Work to complete:
Find the line with "--- a/test/cpp/end2end/xds/xds_end2end_test_lib.h" in the entries below. Repeat it, every following line, and the line with "4x for MSAN", exactly and with nothing added.

[Dataset records]
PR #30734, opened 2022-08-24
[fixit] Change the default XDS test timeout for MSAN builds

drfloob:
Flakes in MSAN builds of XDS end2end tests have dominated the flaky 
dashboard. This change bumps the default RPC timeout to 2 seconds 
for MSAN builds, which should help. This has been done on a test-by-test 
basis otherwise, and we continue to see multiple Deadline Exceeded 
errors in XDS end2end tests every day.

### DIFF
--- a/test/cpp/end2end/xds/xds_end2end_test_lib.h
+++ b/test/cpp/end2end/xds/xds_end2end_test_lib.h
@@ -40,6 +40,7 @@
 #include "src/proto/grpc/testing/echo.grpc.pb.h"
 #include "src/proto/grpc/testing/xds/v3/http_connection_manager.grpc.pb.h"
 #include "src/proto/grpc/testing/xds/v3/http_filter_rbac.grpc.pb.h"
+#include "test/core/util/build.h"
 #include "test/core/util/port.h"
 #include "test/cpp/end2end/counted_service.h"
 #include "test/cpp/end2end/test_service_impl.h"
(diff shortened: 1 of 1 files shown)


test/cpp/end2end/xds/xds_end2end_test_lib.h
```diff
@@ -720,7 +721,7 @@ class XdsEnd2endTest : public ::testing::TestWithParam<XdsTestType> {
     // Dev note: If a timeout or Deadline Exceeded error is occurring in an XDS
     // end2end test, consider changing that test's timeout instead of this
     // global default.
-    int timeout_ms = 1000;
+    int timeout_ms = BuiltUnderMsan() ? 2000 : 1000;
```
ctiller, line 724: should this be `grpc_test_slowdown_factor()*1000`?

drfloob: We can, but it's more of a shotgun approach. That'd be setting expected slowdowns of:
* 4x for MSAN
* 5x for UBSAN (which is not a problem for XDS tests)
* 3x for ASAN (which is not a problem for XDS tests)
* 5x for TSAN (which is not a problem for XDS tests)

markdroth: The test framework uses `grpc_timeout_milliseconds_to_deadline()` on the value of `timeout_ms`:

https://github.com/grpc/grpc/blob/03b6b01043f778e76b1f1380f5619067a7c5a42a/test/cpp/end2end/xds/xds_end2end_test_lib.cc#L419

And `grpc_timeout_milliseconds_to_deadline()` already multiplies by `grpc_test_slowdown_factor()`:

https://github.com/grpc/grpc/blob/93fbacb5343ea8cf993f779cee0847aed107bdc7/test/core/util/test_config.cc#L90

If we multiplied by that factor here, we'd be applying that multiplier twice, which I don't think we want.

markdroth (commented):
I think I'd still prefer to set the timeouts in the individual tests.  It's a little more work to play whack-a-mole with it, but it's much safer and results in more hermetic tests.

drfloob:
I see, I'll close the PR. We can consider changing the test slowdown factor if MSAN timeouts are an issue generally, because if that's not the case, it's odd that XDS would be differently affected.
...
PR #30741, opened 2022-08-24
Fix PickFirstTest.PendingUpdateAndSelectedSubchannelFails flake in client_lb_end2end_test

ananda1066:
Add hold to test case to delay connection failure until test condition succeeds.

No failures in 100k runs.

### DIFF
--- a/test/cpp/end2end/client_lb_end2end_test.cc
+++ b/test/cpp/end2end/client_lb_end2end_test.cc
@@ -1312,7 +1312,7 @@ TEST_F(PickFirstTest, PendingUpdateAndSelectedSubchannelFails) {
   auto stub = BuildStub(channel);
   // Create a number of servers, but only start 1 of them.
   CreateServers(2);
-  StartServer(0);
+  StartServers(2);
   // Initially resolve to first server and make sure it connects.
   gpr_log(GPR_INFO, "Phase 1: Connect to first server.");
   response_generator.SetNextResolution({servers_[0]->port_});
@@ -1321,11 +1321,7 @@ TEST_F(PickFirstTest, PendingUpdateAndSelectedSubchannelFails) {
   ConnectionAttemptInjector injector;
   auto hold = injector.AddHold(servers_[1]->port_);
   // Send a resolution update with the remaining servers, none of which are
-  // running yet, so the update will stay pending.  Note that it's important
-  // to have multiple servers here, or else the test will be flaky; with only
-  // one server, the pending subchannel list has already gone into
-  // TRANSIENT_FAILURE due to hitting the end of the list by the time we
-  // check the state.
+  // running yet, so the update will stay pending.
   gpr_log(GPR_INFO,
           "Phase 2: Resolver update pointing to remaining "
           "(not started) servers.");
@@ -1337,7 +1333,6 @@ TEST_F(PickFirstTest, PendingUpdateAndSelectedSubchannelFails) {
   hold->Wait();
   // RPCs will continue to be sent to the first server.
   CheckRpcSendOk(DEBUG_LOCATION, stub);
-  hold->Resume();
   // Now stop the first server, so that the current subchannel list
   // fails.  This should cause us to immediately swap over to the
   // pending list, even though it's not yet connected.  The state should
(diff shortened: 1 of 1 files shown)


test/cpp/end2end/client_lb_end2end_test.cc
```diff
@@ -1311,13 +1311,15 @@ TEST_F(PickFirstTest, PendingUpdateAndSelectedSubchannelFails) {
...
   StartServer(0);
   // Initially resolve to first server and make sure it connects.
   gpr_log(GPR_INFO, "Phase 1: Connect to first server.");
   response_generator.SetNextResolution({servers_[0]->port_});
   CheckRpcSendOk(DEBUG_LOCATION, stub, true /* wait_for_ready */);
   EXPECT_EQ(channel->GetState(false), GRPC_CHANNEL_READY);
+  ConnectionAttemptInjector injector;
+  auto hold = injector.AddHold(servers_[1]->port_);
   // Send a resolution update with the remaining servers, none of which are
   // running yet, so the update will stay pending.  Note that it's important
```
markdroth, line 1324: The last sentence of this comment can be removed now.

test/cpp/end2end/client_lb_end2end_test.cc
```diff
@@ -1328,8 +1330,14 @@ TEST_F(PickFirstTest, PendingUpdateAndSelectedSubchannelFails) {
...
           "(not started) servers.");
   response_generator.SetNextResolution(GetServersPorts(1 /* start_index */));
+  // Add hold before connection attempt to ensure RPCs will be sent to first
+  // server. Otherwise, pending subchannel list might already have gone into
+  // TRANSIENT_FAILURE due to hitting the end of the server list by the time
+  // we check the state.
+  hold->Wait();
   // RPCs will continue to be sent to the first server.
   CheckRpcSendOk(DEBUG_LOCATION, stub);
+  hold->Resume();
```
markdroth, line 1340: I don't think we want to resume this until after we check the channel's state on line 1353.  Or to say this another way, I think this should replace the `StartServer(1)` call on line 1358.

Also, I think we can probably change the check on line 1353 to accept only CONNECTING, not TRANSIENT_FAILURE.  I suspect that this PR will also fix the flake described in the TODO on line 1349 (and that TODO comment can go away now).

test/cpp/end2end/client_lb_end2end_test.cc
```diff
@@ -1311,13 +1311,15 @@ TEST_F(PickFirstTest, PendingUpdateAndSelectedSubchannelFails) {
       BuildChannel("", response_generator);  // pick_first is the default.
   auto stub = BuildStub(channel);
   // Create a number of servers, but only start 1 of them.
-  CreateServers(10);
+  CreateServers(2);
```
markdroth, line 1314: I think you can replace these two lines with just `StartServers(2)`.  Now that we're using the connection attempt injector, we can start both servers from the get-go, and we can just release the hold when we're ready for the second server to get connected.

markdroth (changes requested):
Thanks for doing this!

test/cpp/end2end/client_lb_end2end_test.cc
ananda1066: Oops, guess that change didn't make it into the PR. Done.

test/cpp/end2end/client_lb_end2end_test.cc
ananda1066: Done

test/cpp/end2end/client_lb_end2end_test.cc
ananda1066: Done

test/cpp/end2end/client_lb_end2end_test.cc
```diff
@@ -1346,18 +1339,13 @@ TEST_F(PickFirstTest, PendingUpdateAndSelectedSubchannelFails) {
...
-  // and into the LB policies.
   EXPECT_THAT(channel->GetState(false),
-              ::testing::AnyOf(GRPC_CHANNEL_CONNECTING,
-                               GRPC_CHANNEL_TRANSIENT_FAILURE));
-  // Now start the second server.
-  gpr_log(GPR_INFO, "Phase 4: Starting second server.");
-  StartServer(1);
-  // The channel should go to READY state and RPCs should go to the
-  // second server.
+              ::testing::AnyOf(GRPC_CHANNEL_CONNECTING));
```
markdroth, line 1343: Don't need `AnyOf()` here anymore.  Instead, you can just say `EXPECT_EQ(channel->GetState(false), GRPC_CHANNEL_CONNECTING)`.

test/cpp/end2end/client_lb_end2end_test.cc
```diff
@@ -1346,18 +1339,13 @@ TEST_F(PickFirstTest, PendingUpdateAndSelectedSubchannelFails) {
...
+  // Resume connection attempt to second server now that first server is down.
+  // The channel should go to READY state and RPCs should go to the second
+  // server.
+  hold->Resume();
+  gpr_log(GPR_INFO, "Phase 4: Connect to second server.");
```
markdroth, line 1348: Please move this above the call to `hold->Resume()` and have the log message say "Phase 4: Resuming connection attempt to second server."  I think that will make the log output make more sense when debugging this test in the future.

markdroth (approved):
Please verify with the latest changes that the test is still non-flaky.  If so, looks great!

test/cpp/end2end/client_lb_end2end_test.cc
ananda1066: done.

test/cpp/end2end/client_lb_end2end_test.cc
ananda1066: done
...
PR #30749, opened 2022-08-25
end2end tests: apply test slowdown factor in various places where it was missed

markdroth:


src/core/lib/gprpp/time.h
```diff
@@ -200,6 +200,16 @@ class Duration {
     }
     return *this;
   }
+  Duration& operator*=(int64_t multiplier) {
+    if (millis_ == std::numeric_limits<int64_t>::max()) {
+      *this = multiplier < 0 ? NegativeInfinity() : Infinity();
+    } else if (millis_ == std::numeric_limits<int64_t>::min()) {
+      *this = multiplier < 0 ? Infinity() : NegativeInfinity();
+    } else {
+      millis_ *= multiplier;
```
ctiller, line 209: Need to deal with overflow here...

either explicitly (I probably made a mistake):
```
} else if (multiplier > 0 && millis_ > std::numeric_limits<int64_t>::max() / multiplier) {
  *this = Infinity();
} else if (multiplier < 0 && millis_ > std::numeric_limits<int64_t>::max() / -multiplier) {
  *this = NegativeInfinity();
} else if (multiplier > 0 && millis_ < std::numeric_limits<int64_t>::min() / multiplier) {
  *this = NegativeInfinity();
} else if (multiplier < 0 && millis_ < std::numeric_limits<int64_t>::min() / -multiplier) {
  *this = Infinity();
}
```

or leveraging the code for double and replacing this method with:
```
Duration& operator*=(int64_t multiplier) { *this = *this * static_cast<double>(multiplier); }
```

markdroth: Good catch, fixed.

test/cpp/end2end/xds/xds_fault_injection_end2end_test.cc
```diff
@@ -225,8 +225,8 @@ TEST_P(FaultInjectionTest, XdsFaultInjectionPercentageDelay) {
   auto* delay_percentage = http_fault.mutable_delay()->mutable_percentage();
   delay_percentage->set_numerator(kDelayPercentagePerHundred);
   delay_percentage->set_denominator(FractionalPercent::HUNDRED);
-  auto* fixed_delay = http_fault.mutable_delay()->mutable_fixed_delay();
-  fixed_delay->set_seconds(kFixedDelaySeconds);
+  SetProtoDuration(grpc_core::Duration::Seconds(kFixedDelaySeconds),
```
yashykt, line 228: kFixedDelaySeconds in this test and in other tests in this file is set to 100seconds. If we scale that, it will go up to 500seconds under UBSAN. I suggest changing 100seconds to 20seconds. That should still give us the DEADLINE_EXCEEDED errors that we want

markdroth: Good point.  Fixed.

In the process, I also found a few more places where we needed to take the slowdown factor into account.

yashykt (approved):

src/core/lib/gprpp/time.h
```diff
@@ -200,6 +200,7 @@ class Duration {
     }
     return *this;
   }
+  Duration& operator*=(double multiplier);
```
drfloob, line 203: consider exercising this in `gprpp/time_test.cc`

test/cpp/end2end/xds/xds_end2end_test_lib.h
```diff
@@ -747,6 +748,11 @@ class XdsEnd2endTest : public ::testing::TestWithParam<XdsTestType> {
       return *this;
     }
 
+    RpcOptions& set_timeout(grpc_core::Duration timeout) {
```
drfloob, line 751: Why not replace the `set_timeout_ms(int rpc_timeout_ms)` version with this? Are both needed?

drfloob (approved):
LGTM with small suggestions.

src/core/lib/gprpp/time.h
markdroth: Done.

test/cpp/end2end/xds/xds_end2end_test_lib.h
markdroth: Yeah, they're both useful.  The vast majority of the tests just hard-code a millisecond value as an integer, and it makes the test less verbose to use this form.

Task result:
--- a/test/cpp/end2end/xds/xds_end2end_test_lib.h
+++ b/test/cpp/end2end/xds/xds_end2end_test_lib.h
@@ -40,6 +40,7 @@
 #include "src/proto/grpc/testing/echo.grpc.pb.h"
 #include "src/proto/grpc/testing/xds/v3/http_connection_manager.grpc.pb.h"
 #include "src/proto/grpc/testing/xds/v3/http_filter_rbac.grpc.pb.h"
+#include "test/core/util/build.h"
 #include "test/core/util/port.h"
 #include "test/cpp/end2end/counted_service.h"
 #include "test/cpp/end2end/test_service_impl.h"
(diff shortened: 1 of 1 files shown)


test/cpp/end2end/xds/xds_end2end_test_lib.h
```diff
@@ -720,7 +721,7 @@ class XdsEnd2endTest : public ::testing::TestWithParam<XdsTestType> {
     // Dev note: If a timeout or Deadline Exceeded error is occurring in an XDS
     // end2end test, consider changing that test's timeout instead of this
     // global default.
-    int timeout_ms = 1000;
+    int timeout_ms = BuiltUnderMsan() ? 2000 : 1000;
```
ctiller, line 724: should this be `grpc_test_slowdown_factor()*1000`?

drfloob: We can, but it's more of a shotgun approach. That'd be setting expected slowdowns of:
* 4x for MSAN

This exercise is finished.